# Summer time boots?



## Plumbum (Feb 1, 2016)

Looking for army style boot for summer time hikes. Im sure there is a bunch of you out there who has served in tropical climates, what do you recomend? (If possible I want a boot with penetration protection in the soles)


----------



## TacticalCanuck (Aug 5, 2014)

I've had good luck with the SWAT brand. Light weight. You want to keep ticks out.


----------



## whoppo (Nov 9, 2012)

I've been very happy with Merrell Moab's. I'm mighty hard on footwear and these have held up well and performed as desired. Just about to buy my 4th pair.


----------



## Plumbum (Feb 1, 2016)

TacticalCanuck said:


> I've had good luck with the SWAT brand. Light weight. You want to keep ticks out.


The woods around here are the world capital of tics, but even without tics I prefer high boots. Have several pairs of qualtiy high leather boots but in the summer its like a swimming pool of sweat in them so I want somthing that can breath. I am going for a long hike in the mountains this summer and I know the importace of looking after you feet.


----------



## Plumbum (Feb 1, 2016)

whoppo said:


> I've been very happy with Merrell Moab's. I'm mighty hard on footwear and these have held up well and performed as desired. Just about to buy my 4th pair.


The look comfy buy I already got a simular pair of Salomons, im thinking more along the lines of tropical combat boots?


----------



## Plumbum (Feb 1, 2016)

TacticalCanuck said:


> I've had good luck with the SWAT brand. Light weight. You want to keep ticks out.

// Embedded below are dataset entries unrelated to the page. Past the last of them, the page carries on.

PR #2066, opened 2025-04-11
Update cc dependency in all lockfiles

ognevny:
so the packages will be compilable under `*-pc-windows-gnullvm` host. I've tried opt-dist tool in Rust upstream and I found that rustc-perf can't be compiled. I'm unsure about `runtime-benchmarks` packages. please let me know if it's not applicable to change their lockfiles


Kobzol (approved):
Updating the runtime lockfiles is fine. Thanks!

ognevny:
that wasn't enough. actually there are more lockfiles, and not all of them can have required version of cc! (`v1.1.10` is required)

PR #2067, opened 2025-04-11
Update cc for remaining lockfiles

ognevny:
I forgot to update cc in compile-benchmarks crates. when I tried to do so, I found that not all packages got rquired version of cc (>=1.1.10), so I just blibfly ran `cargo update` for all packages to guarantee fresh version of cc...


ognevny:
this is a very huge diff. I'll try to update crates for each package manually

ognevny:
@Kobzol sorry for disturbing with my attempts on making opt-dist for specific host. I tried to minimize diff here, but I didn't manage to win cargo in fight with cc update (it updates cc to >=v1.1.10 only with full lockfile update)

Kobzol:
Hmm, I have much bigger issue with this than the previous PR :) We only update the compile benchmarks if they stop compiling on our supported targets (which is right pretty much only x64 Linux), to keep benchmark stability.

I don't want to do these global lockfile updates for the benchmarks in a single PR.

That being said, we are currently just before a big benchmark update that will update most of the benchmarks to newer versions, which should also bump cc. So after that update the situation might be better for your target. The update will take at least several weeks though (and someone actually has to start doing it..).

ognevny:
understood. I'll use my patch downstream then. waiting for updates

ognevny:
by the way, when you open a PR with compile-benchmark, please mork your PR with "closes #<number of my PR>" so I'll get a notification when your PR is merged :)

Kobzol:
There will probably be ~50 of such PRs (we need on PR to add a new benchmark and then later to remove the old one). I created a `benchmark-update` label to track this.

ognevny:
@Kobzol it seems that some outdated versions are still there :(

Kobzol:
Could you please post in which benchmarks is the outdated `cc` version?

ognevny:
[collector/compile-benchmarks/syn/Cargo.lock](https://github.com/rust-lang/rustc-perf/blob/f265cc6e965e99715a114467f2e96812db776bbb/collector/compile-benchmarks/syn/Cargo.lock#L44)
[collector/compile-benchmarks/piston-image/Cargo.lock](https://github.com/rust-lang/rustc-perf/blob/f265cc6e965e99715a114467f2e96812db776bbb/collector/compile-benchmarks/piston-image/Cargo.lock#L31)

Kobzol:
These two are "stable" benchmarks that we are keeping ideally unchanged for a long time, they are only used for benchmarking stable/beta releases and should not be used for PR or local benchmarks. Why do you need them to work?

ognevny:
> These two are "stable" benchmarks that we are keeping ideally unchanged for a long time, they are only used for benchmarking stable/beta releases and should not be used for PR or local benchmarks. Why do you need them to work?

IIUC these benchmarks are not used with `opt-dist`? in this case I'll close PR

ognevny:
> Ah, no, they shouldn't be used for `opt-dist`.

I don't have a run for current state, but syn seems to be used

Kobzol:
https://github.com/rust-lang/rust/blob/98fdcaed50dfc5346263ed40e9eacb1fc5c124ec/src/build_helper/src/lib.rs#L12-L11 this is the list of benchmarks that `opt-dist` currently uses. Note that `syn` is different from `syn-1.0.89`.

ognevny:
> https://github.com/rust-lang/rust/blob/98fdcaed50dfc5346263ed40e9eacb1fc5c124ec/src/build_helper/src/lib.rs#L12-L11 this is the list of benchmarks that `opt-dist` currently uses. Note that `syn` is different from `syn-1.0.89`.

so this list will be changed to include newer syn?

Kobzol:
Yeah, it's in my TODO list :)

ognevny:
thanks for clarification!

PR #2092, opened 2025-04-30
Move typenum-1.18.0 patch file to the correct directory

Kobzol:
Missed this while reviewing https://github.com/rust-lang/rustc-perf/pull/2088.


nnethercote (approved):
I swear I did a test run with incremental to check this. *shrug*  Thanks for fixing.

PR #2095, opened 2025-05-01
Update image to 0.25.6

Kobzol:
Funnily enough, debug compilation is faster, but opt is much slower, at least on icounts:

image


nnethercote (approved):

mayor6304:
Pls can you teach me, am a novice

How warm are they in the the summer, is this the boot you hade in mind?


----------



## bigwheel (Sep 22, 2014)

I been stuck on Bates Ultra Lites for years. Love those things. They are cool in the summer and warm in the winter. Very sure footed even on wet ground. Not sure about puncture resistance. Prob not as much as sounds like you might be needing. Obvously headed to Viet Nam to look for left over Punji sticks. Right?


----------



## Plumbum (Feb 1, 2016)

bigwheel said:


> I been stuck on Bates Ultra Lites for years. Love those things. They are cool in the summer and warm in the winter. Very sure footed even on wet ground. Not sure about puncture resistance. Prob not as much as sounds like you might be needing. Obvously headed to Viet Nam to look for left over Punji sticks. Right?

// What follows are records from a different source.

PR #159, opened 2022-11-04
DM-36885: Ensure cp_pipe only uses a different ISR output when needed

czwa:
Switch cpSky to operate on postISRCCD datasetType.

### DIFF
--- a/pipelines/Latiss/cpSky.yaml
+++ b/pipelines/Latiss/cpSky.yaml
@@ -6,7 +6,6 @@ tasks:
   isr:
     class: lsst.ip.isr.isrTask.IsrTask
     config:
-      connections.outputExposure: cpSkyIsr
       overscan.fitType: 'MEDIAN_PER_ROW'
       doLinearize: false
       doCrosstalk: true
--- a/pipelines/cpSky.yaml
+++ b/pipelines/cpSky.yaml
@@ -2,10 +2,10 @@ description: Sky frame generation pipeline definition.
 tasks:
   isr:
     class: lsst.ip.isr.isrTask.IsrTask
-    config:
-      connections.outputExposure: cpSkyIsr
   cpSkyImage:
     class: lsst.cp.pipe.CpSkyImageTask
+    config:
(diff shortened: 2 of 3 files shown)


pipelines/Latiss/cpSky.yaml
```diff
@@ -6,7 +6,6 @@ tasks:
   isr:
     class: lsst.ip.isr.isrTask.IsrTask
     config:
-      connections.outputExposure: cpSkyIsr
       overscan.fitType: 'MEDIAN_PER_ROW'
```
leeskelvin, line 9: From what I can tell, the ISR task for Latiss in `cpSky` is configured differently to the main Latiss ISR task. When I compare the configs for this `cpSky` ISR task on this ticket against the default Latiss ISR task, this is my diff:
```
< config.overscan.fitType='MEDIAN_PER_ROW'
---
> config.overscan.fitType='MEDIAN'
204c204
< config.doCrosstalk=True
---
> config.doCrosstalk=False
```
Do these ISR task over-rides need to be upstreamed to the main Latiss ISR config over-rides, or can they be removed here?

leeskelvin: For reference, Latiss ISR task configs generated using:
```
pipetask build -p $CP_PIPE_DIR/pipelines/Latiss/cpSky.yaml#isr --show config
```

czwa: `doCrosstalk=True` has been an optimistic hope for a while.  I continue to be optimistic that we'll have a calibration soon (there are Camera Team produced ones that are probably sufficient for now).
We probably should switch the overscan method.  I'll check for concerns next week.

leeskelvin: Having chatted on Slack about this, I think these config differences aren't too problematic. They can be checked after the fact too, so perhaps this is a non-issue. If you're happy with this Chris, then I'm happy too!

leeskelvin (approved):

LoL sound like my idea of fun, but I was thinking more along the line of stepping on a nailed board. But if its good enough for a summer in Texas it will sure work over here wher we seldom see over 90 degrees in the summer.


----------



## bigwheel (Sep 22, 2014)

Have worn them all summer and winter 20 years or so. Never got a nail in my foot..whew. Hey look what just googled up. They are puncture resistant. Who woulda thunk it?
Bates 8 In. Enforcer Series Ultra-Lites Tactical Sport Boot - U.S. Cavalry


----------



## Targetshooter (Dec 4, 2015)

Bates are the best in book been wearing them for years .


----------



## Plumbum (Feb 1, 2016)

Thx just what I have in mind, and you can them realy cheap on ebay! (if you buy a pair of good quality hiking boots over here you will be paying close to $200 for them)


----------



## bigwheel (Sep 22, 2014)

Hear ya on ebay. Old chum always buys his boots from them. Thinking the perspective young hiker might be facing some kind of exotic terrain of which we are not familiar. Maybe somebody should try to figure out what the native indigenous peeples who inhabit that area do for footwear in a similar circumstance. Enquiing minds need to know stuff like that before making a final decision on this matter. Thanks.


----------



## txmarine6531 (Nov 18, 2015)

Desert boots, there's two vent holes on the inside of the boot at the arch of the foot. Makes all the difference in the world. All my pairs are worn completely out, bought a pair of Belleville deserts on clearance at Top Brass several weeks ago for $90. They have a zipper on the inside of the barrels, so we'll see how that works out. Never had zippers on jungles or combats. If you go with a military style boot, stay with Bellville, Bates, Danner.


----------



## bigwheel (Sep 22, 2014)

May the Lord richly Bless the smart guy who invented those zippers. Its the only way old fat guys would ever consider buying some cool looking military boots..lol. Lacing up those things by hand would drive anybody into having a heart attack.


----------



## txmarine6531 (Nov 18, 2015)

bigwheel said:


> May the Lord richly Bless the smart guy who invented those zippers. Its the only way old fat guys would ever consider buying some cool looking military boots..lol. Lacing up those things by hand would drive anybody into having a heart attack.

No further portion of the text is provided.